What the task requires —
Starting with the line that contains "if config.zeroVoteReembed.enabled, !centroids.isEmpty", copy every remaining line of the data below exactly, the last one included.

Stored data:
PR #751, opened 2026-07-03
fix(offline-diarizer): re-embed zero-vote spans instead of arbitrary cluster-0 tie-break

ComicBit:
## Problem

In `OfflineReconstruction.buildSegments`, aggregated timeline frames whose per-cluster vote sums are **all zero** are tie-broken arbitrarily to cluster 0. A frame ends up with zero votes when the active local speaker slot received no embedding in any covering window (assignment −2 everywhere). The result: whole speaker turns silently absorbed into the surrounding speaker's segment.

Reproduced on a 97 s two-speaker fixture: a clean 1.6 s turn (segmentation gaps delimit it correctly at 26.88–28.46 s, verified from raw powerset activations) had zero cluster votes in all six covering windows and was emitted as part of the other speaker's 13 s segment.

## Fix

Optional post-pass (`OfflineDiarizerConfig.zeroVoteReembed`, **disabled by default** — no behavior change unless opted in):
- detect maximal contiguous zero-vote runs (speech-active frames, no cluster votes, bounded by gaps/voted frames) ≥ `minDurationSeconds` (default 0.4 s)
- re-embed each run's exact audio span (zero-padded window, weight mask covering only the span's frames so neighboring audio can't leak in)
- assign to the closest speaker centroid by cosine; a failed/NaN embedding falls back to the existing tie-break
- the run becomes its own segment when its assigned cluster differs from its neighbors

## Results (fixture A/B, community-1 preset, min-segment 0.5)

| config | DER | speaker-error |
|---|---|---|
| baseline | 0.0404 | 0.0200 |
| + zeroVoteReembed | **0.0216** | **0.0012** |

Three real turns recovered (26.9–28.4 s, 72.6–73.7 s, 87.3–87.9 s), all matching ground truth.

## Tests

`ZeroVoteReembedderTests`: 15 cases — run detection (voted/non-speech bounds, min-duration filter, multiple runs, timeline-end), assignment (no-margin win, tie → lowest index, NaN, dimension mismatch), disabled-by-default, and synthetic-frame reconstruction integration (segment split on run boundaries, disabled path never invokes the embedder, nil-embedding parity with disabled).

Pure decision logic lives in `ZeroVoteReembedder` (no RNG, stable iteration order) so it is testable without CoreML models.

### DIFF
--- a/Sources/FluidAudio/Diarizer/Offline/Core/OfflineDiarizerManager.swift
+++ b/Sources/FluidAudio/Diarizer/Offline/Core/OfflineDiarizerManager.swift
@@ -321,11 +321,34 @@ public final class OfflineDiarizerManager {
             logger.debug("Clustering completed in \(clusteringTime)s with no assignments")
         }
 
+        // Zero-vote runs carry no clustering evidence, so reconstruction re-embeds their
+        // exact audio span to pick a speaker. Extraction needs models + audio, which the
+        // reconstruction helper doesn't own — hand it a closure instead.
+        let spanEmbedder: ((Double, Double) -> [Float]?)?
+        if config.zeroVoteReembed.enabled, !centroids.isEmpty {
+            let extractor = OfflineEmbeddingExtractor(
+                fbankModel: models.fbankModel,
+                embeddingModel: models.embeddingModel,
+                pldaTransform: pldaTransform,
+                config: config
+            )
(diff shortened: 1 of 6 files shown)


Alex-Wengg:
@ComicBit please fix the swift format and we can merge

ComicBit:
@Alex-Wengg sshould be good to merge. 🙏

Result of this task —
+        if config.zeroVoteReembed.enabled, !centroids.isEmpty {
+            let extractor = OfflineEmbeddingExtractor(
+                fbankModel: models.fbankModel,
+                embeddingModel: models.embeddingModel,
+                pldaTransform: pldaTransform,
+                config: config
+            )
(diff shortened: 1 of 6 files shown)


Alex-Wengg:
@ComicBit please fix the swift format and we can merge

ComicBit:
@Alex-Wengg sshould be good to merge. 🙏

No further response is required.